• **TASK REQUIREMENTS**
Starting at the top of the entries below, set down every line exactly, please, until you reach the line with "captainbrosset, line 94: I'm", which is included too.
▬▬▬
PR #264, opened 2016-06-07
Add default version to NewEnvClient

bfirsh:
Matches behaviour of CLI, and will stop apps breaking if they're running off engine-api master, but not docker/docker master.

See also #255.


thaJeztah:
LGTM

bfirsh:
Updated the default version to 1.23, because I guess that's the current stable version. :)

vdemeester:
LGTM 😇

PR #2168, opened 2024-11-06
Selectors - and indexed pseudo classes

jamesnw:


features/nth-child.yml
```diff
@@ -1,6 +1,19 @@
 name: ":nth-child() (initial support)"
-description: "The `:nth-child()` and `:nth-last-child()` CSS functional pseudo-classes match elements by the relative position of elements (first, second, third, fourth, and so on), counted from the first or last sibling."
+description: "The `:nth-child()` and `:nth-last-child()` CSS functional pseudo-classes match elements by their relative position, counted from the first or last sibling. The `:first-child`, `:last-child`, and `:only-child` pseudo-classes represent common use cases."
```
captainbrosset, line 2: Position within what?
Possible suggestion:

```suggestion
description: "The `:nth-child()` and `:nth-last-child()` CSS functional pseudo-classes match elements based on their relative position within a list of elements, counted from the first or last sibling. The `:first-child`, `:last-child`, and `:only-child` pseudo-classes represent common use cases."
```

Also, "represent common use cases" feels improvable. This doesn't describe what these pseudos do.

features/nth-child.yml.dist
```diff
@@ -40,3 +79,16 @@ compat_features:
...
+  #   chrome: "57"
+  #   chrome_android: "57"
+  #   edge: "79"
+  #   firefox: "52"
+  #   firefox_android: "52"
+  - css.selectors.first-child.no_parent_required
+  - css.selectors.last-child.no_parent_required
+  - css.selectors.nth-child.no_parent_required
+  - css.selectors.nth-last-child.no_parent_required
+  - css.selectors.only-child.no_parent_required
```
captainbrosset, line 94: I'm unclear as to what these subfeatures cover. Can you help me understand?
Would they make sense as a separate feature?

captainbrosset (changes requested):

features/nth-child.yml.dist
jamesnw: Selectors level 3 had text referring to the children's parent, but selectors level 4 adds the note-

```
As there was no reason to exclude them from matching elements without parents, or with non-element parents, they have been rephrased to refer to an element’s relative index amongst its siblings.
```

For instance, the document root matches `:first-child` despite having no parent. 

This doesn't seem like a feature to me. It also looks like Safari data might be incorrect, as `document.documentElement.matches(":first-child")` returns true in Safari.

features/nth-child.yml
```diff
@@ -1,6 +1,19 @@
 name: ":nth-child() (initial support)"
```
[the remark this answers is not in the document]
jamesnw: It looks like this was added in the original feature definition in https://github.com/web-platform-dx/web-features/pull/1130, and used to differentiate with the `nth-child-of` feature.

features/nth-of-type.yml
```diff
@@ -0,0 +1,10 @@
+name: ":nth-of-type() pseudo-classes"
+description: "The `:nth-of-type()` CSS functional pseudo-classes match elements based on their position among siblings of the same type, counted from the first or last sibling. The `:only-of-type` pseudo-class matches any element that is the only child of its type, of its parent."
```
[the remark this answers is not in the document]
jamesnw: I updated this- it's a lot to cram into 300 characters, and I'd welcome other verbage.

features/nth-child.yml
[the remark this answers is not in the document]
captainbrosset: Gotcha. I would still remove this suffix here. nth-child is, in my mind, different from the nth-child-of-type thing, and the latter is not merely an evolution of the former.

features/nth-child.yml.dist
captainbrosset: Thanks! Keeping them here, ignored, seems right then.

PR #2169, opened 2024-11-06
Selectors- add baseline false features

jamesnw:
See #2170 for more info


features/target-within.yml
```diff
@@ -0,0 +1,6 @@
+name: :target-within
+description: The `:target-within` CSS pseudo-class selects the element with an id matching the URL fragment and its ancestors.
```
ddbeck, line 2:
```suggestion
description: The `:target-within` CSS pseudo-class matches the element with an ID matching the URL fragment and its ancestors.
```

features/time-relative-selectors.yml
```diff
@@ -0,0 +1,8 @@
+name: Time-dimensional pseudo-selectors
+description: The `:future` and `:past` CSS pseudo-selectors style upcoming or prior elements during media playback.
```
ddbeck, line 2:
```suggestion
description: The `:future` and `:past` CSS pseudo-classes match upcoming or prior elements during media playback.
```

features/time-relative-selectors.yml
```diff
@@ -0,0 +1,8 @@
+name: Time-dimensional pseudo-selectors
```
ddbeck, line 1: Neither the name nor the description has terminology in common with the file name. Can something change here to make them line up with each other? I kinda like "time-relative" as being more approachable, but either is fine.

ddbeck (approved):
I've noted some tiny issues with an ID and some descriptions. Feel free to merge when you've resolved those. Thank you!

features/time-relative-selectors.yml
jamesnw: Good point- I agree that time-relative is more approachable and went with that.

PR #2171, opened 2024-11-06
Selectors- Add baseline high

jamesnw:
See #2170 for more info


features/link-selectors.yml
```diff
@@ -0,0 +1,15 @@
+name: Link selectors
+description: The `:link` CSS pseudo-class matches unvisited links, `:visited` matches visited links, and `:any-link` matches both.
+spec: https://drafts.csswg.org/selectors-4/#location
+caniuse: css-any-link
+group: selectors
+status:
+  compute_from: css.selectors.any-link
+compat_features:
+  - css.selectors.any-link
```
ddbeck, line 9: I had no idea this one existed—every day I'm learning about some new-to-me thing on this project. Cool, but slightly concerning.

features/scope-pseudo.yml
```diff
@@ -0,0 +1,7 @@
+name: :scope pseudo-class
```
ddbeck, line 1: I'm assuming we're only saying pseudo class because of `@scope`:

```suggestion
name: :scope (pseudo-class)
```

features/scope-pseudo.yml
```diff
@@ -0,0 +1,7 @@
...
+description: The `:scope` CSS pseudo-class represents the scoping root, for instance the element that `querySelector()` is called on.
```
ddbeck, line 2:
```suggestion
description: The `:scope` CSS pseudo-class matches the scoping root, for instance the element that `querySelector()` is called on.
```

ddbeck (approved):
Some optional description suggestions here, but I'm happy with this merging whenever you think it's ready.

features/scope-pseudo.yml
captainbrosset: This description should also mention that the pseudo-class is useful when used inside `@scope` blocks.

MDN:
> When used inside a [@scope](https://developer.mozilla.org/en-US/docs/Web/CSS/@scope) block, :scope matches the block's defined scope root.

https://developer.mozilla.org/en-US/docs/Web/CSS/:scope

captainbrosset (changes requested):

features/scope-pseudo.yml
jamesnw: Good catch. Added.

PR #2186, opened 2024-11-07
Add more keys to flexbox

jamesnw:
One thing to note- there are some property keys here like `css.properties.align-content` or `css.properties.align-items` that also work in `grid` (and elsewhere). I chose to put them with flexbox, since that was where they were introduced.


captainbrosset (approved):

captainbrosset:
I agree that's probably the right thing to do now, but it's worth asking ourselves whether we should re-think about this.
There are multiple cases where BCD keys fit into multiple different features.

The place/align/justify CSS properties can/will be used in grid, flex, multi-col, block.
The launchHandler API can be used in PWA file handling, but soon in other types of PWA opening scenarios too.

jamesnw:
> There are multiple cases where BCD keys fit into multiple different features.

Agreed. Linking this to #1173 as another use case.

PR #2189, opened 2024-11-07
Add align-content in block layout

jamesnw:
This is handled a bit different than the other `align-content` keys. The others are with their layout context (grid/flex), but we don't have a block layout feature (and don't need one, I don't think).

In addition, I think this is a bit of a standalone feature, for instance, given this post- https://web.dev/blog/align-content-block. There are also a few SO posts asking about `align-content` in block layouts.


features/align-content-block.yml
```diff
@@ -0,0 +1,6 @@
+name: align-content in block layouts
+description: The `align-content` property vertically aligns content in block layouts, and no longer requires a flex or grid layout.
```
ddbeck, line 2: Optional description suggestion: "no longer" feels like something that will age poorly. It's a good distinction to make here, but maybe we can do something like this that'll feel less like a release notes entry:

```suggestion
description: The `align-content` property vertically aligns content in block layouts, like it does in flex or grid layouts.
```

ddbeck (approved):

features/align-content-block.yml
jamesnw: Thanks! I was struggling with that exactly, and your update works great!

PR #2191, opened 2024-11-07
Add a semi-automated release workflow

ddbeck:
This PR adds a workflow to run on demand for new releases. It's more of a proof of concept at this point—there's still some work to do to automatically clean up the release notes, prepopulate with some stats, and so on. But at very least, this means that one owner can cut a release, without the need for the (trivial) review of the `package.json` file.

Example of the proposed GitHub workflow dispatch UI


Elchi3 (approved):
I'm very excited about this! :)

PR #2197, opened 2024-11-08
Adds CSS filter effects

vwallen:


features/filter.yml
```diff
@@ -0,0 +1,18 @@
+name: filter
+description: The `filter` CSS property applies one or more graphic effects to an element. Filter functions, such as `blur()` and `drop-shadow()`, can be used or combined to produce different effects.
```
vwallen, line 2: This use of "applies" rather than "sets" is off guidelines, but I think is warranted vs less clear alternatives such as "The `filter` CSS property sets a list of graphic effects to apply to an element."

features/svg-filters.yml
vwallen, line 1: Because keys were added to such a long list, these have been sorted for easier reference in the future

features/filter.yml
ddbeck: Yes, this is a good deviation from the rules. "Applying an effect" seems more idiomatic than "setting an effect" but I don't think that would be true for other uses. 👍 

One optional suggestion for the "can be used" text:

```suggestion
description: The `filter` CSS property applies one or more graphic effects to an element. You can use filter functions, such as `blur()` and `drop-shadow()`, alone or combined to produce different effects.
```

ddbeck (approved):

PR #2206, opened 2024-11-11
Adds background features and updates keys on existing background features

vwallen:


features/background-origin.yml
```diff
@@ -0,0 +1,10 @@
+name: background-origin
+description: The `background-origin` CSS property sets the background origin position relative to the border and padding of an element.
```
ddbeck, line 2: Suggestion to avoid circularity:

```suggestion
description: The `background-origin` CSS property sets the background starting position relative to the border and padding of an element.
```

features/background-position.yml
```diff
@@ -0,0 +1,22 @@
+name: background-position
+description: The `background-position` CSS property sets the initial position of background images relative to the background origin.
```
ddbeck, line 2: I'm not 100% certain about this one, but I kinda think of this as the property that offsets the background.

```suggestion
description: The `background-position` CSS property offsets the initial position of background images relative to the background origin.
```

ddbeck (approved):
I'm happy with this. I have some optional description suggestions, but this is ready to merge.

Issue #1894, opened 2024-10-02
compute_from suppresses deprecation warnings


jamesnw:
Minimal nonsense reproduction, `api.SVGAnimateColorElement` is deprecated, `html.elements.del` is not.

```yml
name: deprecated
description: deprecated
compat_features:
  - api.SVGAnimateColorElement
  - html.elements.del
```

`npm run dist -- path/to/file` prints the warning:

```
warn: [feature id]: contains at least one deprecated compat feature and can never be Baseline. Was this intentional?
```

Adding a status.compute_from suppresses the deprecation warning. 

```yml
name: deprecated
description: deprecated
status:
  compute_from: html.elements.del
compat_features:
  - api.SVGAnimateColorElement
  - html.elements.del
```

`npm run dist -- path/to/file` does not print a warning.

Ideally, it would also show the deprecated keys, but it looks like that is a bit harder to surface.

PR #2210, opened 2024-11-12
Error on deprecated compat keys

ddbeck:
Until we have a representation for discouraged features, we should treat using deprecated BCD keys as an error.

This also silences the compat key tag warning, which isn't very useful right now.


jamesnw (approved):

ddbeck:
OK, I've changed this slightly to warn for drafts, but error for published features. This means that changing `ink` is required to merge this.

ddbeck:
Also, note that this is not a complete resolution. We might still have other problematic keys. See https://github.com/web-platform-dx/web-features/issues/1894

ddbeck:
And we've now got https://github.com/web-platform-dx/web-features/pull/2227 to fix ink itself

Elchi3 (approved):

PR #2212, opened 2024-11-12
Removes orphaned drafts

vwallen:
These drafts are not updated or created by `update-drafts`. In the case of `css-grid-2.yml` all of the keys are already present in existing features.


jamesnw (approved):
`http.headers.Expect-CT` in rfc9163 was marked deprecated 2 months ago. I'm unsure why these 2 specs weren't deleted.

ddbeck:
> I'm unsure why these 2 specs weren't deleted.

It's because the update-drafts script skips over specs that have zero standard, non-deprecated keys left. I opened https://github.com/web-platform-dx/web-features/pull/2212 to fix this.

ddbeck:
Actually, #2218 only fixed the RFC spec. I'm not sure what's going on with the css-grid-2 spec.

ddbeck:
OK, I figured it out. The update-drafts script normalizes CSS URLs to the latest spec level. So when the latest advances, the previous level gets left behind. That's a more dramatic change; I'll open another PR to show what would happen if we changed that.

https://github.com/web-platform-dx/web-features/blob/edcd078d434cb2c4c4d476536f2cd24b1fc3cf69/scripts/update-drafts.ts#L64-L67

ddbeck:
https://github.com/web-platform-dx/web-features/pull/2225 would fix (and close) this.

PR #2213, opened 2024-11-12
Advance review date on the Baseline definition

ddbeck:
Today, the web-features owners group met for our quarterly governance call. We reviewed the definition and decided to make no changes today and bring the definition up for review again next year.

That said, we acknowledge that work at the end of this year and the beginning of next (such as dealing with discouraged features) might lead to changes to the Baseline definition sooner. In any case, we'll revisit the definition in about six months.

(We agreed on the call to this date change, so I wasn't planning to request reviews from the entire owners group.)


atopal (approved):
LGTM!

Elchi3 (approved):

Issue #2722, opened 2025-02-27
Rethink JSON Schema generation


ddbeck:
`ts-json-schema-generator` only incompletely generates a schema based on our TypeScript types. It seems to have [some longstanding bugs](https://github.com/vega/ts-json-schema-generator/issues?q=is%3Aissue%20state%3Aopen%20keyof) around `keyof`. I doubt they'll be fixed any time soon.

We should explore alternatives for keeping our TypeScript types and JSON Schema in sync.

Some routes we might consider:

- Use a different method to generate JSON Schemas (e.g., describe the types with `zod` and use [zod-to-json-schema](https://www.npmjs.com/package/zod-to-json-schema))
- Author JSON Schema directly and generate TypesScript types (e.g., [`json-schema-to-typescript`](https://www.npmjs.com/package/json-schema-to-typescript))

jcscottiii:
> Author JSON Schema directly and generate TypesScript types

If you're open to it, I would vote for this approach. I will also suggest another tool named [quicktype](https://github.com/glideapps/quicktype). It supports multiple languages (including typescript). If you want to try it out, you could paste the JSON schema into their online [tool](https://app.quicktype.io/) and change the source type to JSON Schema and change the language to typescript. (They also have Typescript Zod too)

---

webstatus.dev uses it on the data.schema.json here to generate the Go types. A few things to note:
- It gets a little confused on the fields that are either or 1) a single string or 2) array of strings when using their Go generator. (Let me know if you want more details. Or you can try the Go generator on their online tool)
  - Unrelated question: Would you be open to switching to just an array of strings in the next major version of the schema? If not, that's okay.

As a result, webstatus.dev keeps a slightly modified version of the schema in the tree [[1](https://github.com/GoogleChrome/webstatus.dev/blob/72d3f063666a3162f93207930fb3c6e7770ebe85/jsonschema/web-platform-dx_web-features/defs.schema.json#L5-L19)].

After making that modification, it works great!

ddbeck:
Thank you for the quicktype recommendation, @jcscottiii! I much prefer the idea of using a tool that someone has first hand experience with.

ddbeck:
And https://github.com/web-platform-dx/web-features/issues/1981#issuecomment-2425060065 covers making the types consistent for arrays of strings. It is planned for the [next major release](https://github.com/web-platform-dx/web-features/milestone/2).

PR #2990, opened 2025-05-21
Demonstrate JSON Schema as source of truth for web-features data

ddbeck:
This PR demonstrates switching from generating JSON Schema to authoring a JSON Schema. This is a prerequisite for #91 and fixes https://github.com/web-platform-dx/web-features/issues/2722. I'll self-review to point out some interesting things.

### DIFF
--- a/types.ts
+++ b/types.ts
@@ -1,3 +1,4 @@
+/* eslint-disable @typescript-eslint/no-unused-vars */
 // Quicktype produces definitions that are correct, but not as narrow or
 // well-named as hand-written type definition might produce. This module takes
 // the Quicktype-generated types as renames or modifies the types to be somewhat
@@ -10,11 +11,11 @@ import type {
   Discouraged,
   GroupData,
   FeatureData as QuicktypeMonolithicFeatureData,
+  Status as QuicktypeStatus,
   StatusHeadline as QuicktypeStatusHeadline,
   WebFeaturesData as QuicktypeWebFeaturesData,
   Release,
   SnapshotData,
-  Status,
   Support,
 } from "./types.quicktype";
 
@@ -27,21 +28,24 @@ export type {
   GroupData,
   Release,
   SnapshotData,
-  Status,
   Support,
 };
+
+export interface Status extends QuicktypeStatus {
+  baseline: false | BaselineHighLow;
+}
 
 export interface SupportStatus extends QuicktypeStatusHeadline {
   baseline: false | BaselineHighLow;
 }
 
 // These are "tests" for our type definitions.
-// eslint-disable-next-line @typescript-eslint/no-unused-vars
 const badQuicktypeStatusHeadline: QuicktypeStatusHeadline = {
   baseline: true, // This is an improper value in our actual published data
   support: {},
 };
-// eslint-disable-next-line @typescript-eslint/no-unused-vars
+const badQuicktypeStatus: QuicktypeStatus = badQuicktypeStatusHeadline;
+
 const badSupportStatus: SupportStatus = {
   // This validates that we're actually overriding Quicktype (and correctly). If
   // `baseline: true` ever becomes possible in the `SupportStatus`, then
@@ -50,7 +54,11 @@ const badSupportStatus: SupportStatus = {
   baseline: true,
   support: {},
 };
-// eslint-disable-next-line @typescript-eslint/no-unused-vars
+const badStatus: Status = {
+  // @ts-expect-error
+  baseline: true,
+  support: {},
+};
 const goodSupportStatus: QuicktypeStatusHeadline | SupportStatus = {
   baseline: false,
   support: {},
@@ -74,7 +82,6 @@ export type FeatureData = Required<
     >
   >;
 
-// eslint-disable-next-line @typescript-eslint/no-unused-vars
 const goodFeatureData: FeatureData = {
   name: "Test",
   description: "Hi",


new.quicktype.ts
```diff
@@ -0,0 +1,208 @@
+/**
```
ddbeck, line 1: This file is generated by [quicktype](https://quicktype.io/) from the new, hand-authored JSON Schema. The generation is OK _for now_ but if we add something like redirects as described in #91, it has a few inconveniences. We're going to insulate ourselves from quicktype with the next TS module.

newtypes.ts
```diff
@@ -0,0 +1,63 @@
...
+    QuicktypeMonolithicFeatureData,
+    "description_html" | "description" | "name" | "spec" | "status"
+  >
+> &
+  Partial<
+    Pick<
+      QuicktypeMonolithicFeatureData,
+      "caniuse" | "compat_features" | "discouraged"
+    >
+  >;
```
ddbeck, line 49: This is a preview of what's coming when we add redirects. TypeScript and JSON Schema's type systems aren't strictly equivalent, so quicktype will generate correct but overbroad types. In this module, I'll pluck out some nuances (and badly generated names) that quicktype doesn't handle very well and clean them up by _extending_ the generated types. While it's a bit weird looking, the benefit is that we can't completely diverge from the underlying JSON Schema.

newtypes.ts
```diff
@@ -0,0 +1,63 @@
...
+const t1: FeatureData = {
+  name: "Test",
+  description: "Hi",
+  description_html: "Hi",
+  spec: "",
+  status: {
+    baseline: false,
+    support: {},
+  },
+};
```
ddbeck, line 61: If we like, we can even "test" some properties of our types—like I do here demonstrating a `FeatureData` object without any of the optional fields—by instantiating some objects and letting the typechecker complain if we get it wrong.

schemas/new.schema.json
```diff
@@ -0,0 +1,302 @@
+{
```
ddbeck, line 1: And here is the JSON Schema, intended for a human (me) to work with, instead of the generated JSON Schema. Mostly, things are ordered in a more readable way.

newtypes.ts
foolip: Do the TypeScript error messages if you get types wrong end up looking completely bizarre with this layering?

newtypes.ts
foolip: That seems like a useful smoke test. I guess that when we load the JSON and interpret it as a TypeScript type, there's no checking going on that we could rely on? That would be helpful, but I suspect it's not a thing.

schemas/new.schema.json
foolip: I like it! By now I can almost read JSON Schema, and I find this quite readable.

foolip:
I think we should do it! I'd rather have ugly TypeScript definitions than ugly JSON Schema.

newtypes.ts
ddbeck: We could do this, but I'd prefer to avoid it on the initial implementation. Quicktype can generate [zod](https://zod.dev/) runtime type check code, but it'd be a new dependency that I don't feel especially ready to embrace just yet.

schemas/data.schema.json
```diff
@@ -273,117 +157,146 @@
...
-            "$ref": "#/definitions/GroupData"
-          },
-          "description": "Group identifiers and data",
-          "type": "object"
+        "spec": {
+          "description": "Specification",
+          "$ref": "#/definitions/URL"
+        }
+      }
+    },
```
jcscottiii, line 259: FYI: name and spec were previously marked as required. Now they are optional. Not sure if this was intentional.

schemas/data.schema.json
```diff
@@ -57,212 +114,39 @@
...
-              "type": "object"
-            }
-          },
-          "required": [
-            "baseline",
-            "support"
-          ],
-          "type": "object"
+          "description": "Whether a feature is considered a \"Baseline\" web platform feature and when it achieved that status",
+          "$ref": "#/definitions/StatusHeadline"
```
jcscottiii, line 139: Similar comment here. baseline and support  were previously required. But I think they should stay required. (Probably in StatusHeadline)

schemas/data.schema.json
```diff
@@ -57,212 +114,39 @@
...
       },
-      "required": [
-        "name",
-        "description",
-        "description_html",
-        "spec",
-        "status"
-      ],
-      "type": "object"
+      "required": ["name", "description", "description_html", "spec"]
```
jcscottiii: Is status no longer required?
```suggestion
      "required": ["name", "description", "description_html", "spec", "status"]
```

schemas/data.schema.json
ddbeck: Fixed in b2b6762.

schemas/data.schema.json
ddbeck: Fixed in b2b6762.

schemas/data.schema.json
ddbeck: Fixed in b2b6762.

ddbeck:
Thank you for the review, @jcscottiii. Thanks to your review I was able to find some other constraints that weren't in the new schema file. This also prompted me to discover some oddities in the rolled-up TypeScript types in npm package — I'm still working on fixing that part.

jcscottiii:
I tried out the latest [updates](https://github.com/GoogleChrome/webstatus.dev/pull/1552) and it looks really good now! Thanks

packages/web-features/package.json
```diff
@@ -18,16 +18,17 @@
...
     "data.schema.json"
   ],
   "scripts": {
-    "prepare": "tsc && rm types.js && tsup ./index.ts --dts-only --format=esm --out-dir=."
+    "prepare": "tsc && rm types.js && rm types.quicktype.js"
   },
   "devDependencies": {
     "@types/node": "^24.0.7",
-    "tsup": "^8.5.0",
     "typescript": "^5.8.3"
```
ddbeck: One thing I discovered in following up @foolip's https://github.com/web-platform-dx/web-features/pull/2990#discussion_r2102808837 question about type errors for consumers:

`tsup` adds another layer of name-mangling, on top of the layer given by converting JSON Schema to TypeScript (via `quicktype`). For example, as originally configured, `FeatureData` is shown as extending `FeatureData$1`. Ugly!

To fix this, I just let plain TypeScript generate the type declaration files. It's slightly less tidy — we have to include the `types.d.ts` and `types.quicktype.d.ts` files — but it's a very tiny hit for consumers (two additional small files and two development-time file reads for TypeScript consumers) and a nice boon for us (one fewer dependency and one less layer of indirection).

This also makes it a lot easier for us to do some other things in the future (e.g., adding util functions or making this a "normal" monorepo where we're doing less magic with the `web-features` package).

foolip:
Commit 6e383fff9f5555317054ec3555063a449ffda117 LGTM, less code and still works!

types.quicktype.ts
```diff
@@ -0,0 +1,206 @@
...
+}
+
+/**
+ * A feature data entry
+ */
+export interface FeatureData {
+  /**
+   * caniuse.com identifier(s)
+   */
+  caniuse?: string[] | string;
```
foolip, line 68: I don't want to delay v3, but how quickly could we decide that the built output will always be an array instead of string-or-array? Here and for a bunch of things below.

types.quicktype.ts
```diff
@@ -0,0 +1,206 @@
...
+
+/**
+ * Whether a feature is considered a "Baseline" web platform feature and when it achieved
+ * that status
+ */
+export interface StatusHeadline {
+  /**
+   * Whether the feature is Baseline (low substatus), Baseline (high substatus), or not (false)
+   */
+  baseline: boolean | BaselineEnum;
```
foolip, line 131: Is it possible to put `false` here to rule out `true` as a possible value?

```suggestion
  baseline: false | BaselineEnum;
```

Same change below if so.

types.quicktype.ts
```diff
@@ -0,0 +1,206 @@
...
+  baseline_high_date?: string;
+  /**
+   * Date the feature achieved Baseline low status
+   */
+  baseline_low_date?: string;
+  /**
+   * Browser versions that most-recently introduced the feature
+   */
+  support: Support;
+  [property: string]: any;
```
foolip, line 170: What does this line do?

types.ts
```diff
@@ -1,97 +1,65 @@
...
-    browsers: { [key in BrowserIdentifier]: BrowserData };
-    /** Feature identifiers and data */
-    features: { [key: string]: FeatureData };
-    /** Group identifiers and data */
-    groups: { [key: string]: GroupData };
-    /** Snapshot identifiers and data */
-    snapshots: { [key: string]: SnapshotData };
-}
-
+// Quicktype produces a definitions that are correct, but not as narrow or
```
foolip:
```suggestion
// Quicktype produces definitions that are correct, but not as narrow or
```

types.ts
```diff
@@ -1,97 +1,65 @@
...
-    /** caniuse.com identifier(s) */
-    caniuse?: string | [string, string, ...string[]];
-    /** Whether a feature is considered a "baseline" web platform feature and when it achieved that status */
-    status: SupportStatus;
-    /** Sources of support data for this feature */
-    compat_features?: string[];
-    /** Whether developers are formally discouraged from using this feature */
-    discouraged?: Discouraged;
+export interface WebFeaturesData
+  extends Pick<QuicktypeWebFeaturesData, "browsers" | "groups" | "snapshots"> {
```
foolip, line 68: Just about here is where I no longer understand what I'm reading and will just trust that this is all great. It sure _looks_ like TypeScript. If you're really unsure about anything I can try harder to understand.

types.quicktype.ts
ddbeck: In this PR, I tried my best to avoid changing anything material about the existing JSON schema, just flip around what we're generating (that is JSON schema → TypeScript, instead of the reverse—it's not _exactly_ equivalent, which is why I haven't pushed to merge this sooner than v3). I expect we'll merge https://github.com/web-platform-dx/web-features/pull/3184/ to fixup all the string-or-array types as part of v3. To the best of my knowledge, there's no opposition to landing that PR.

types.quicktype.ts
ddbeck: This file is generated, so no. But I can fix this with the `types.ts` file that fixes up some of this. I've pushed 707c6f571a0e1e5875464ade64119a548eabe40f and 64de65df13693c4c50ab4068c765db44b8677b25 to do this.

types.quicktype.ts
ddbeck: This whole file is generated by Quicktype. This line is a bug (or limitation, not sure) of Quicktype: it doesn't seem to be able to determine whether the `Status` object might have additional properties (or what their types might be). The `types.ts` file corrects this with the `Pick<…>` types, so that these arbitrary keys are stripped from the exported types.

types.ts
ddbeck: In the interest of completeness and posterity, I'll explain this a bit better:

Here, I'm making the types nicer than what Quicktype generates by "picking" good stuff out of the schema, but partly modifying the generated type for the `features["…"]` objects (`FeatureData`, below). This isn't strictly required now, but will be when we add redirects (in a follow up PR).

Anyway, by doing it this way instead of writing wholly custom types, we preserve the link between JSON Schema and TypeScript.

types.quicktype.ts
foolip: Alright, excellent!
▬▬▬
• **COMPLETED EXERCISE**
PR #264, opened 2016-06-07
Add default version to NewEnvClient

bfirsh:
Matches behaviour of CLI, and will stop apps breaking if they're running off engine-api master, but not docker/docker master.

See also #255.


thaJeztah:
LGTM

bfirsh:
Updated the default version to 1.23, because I guess that's the current stable version. :)

vdemeester:
LGTM 😇

PR #2168, opened 2024-11-06
Selectors - and indexed pseudo classes

jamesnw:


features/nth-child.yml
```diff
@@ -1,6 +1,19 @@
 name: ":nth-child() (initial support)"
-description: "The `:nth-child()` and `:nth-last-child()` CSS functional pseudo-classes match elements by the relative position of elements (first, second, third, fourth, and so on), counted from the first or last sibling."
+description: "The `:nth-child()` and `:nth-last-child()` CSS functional pseudo-classes match elements by their relative position, counted from the first or last sibling. The `:first-child`, `:last-child`, and `:only-child` pseudo-classes represent common use cases."
```
captainbrosset, line 2: Position within what?
Possible suggestion:

```suggestion
description: "The `:nth-child()` and `:nth-last-child()` CSS functional pseudo-classes match elements based on their relative position within a list of elements, counted from the first or last sibling. The `:first-child`, `:last-child`, and `:only-child` pseudo-classes represent common use cases."
```

Also, "represent common use cases" feels improvable. This doesn't describe what these pseudos do.

features/nth-child.yml.dist
```diff
@@ -40,3 +79,16 @@ compat_features:
...
+  #   chrome: "57"
+  #   chrome_android: "57"
+  #   edge: "79"
+  #   firefox: "52"
+  #   firefox_android: "52"
+  - css.selectors.first-child.no_parent_required
+  - css.selectors.last-child.no_parent_required
+  - css.selectors.nth-child.no_parent_required
+  - css.selectors.nth-last-child.no_parent_required
+  - css.selectors.only-child.no_parent_required
```
captainbrosset, line 94: I'm unclear as to what these subfeatures cover. Can you help me understand?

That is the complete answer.